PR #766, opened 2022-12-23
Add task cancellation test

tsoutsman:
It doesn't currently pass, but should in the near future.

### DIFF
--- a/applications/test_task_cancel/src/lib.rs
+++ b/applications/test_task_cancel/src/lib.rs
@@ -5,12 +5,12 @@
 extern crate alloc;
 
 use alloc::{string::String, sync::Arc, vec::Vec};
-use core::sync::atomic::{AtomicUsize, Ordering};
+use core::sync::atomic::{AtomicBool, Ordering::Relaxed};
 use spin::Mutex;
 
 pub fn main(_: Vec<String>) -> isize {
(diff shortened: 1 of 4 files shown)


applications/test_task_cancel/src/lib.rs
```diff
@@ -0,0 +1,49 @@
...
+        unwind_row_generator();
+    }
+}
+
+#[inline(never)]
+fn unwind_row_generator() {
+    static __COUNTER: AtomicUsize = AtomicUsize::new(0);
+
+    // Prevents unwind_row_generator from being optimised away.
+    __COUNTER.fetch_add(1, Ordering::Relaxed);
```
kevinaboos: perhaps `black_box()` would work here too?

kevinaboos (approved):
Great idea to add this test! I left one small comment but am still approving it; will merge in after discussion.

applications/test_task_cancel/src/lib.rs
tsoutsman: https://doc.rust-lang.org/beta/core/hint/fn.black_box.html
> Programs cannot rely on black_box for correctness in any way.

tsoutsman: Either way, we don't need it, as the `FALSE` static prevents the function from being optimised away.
...
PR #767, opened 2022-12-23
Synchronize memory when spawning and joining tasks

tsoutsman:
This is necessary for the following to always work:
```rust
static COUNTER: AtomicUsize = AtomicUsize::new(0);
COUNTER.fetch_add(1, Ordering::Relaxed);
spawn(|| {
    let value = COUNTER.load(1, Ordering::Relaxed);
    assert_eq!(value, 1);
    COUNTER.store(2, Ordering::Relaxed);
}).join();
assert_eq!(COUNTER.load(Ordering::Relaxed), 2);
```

→ WORK TASK:
In the listing above, find the line containing "Add task cancellation test" and the line containing "(diff shortened: 1 of 4 files shown)", then retype both and every line between them exactly, with nothing else.

→ COMPLETED TASK:
Add task cancellation test

tsoutsman:
It doesn't currently pass, but should in the near future.

### DIFF
--- a/applications/test_task_cancel/src/lib.rs
+++ b/applications/test_task_cancel/src/lib.rs
@@ -5,12 +5,12 @@
 extern crate alloc;
 
 use alloc::{string::String, sync::Arc, vec::Vec};
-use core::sync::atomic::{AtomicUsize, Ordering};
+use core::sync::atomic::{AtomicBool, Ordering::Relaxed};
 use spin::Mutex;
 
 pub fn main(_: Vec<String>) -> isize {
(diff shortened: 1 of 4 files shown)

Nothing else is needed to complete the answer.